◆ **What to produce**: Could you work out how many lines of the material below hold "means"? Only the number is needed.

────────────────

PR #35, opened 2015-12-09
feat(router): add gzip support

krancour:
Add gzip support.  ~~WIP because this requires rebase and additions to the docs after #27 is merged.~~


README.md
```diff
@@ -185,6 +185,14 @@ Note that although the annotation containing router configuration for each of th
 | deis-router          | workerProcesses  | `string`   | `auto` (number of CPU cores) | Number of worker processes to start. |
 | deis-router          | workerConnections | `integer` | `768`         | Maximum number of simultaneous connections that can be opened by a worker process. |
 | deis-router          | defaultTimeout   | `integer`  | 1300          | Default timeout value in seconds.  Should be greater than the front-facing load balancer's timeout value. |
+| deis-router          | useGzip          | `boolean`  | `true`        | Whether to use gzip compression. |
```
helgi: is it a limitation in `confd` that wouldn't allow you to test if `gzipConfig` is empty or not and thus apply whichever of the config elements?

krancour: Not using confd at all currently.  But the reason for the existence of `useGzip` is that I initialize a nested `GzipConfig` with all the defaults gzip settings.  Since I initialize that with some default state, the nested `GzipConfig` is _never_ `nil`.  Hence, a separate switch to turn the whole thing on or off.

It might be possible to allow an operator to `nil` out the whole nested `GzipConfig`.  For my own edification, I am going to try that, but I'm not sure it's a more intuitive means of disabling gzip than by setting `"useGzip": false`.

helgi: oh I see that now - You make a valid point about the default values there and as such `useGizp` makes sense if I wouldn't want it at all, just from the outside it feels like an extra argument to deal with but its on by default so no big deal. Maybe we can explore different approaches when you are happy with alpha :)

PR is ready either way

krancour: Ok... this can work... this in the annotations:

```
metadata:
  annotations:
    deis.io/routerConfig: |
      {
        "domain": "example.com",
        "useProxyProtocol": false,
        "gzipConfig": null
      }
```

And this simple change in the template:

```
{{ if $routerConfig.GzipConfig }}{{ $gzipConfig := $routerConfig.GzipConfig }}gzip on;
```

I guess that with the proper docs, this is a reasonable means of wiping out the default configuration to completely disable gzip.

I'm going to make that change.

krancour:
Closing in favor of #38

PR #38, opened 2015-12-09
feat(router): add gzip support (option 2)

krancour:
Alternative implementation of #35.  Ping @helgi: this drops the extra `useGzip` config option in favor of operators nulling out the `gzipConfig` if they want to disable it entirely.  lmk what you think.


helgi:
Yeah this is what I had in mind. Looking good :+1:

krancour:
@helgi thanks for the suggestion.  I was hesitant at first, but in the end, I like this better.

────────────────

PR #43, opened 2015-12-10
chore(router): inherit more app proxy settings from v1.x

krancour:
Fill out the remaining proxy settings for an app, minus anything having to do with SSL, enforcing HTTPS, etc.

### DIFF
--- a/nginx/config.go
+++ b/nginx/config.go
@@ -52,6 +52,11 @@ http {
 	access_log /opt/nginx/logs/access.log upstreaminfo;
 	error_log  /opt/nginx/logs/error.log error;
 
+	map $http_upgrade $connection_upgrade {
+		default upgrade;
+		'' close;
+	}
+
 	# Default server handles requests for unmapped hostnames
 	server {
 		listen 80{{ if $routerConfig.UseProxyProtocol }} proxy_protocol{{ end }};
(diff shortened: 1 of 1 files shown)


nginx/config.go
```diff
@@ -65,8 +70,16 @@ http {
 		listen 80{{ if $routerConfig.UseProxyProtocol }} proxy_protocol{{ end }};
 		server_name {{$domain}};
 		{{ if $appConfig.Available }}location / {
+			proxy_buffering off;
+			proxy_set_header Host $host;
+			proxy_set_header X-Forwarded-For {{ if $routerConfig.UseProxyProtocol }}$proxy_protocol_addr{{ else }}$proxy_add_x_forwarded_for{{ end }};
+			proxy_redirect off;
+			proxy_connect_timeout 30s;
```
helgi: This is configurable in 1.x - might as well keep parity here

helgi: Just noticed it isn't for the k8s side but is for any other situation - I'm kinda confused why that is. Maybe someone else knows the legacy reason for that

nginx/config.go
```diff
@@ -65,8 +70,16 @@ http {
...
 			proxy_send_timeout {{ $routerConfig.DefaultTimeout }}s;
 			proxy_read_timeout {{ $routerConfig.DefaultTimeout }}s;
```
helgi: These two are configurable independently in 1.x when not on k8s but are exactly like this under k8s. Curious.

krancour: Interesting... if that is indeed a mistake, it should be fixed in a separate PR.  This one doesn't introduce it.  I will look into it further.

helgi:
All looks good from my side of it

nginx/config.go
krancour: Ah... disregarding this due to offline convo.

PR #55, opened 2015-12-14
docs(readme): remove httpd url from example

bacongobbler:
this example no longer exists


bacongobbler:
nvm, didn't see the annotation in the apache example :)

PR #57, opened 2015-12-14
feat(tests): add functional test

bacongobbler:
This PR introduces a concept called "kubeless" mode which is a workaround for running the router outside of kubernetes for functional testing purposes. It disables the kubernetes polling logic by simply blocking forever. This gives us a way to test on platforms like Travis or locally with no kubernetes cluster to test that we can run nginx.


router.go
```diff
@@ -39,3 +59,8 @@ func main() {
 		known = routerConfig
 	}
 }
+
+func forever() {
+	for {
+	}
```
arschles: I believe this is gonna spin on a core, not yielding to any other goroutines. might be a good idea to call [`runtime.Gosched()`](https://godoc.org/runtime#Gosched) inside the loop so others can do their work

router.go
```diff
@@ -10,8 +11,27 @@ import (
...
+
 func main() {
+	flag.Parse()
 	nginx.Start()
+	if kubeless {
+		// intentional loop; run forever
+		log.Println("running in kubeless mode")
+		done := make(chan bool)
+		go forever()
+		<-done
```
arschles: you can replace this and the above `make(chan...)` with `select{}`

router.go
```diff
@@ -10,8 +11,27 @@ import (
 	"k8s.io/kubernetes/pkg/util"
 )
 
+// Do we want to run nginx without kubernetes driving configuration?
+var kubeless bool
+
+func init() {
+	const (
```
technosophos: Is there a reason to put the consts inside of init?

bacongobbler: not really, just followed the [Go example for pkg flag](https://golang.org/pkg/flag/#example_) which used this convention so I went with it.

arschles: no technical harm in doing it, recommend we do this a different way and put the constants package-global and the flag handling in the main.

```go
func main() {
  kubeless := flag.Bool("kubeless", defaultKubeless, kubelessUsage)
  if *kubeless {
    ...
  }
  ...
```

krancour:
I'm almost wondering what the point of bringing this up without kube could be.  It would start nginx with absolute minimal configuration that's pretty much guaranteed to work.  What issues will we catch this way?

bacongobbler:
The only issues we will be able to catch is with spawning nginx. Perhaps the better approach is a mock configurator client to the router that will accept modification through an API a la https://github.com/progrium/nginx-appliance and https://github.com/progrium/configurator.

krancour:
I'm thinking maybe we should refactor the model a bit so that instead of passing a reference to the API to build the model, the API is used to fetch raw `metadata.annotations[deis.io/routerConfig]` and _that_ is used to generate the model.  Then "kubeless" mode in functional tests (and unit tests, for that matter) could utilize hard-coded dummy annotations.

────────────────

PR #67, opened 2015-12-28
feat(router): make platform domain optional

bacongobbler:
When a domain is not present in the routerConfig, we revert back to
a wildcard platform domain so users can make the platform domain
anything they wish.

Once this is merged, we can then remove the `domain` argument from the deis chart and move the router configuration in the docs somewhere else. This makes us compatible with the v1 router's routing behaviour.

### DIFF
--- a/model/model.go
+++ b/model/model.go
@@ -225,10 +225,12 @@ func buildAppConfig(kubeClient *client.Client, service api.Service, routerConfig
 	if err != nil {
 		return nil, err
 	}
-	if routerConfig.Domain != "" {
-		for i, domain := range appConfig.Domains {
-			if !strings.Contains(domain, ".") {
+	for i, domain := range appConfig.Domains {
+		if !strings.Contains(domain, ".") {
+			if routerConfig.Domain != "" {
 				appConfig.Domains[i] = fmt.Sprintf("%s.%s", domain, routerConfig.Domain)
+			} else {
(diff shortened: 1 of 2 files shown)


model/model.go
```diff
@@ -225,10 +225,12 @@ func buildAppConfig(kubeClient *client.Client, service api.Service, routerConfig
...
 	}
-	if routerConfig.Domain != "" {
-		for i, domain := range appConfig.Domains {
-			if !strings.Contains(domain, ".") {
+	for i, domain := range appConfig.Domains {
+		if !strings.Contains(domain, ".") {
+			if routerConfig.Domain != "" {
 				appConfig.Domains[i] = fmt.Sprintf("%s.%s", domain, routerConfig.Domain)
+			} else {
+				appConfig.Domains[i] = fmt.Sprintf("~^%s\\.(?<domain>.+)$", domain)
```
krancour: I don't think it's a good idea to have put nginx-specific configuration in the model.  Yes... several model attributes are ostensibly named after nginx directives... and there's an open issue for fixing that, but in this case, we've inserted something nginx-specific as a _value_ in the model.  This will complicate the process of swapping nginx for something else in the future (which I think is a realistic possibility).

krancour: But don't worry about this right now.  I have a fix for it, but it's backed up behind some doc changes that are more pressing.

────────────────

◆ **Written response**: 2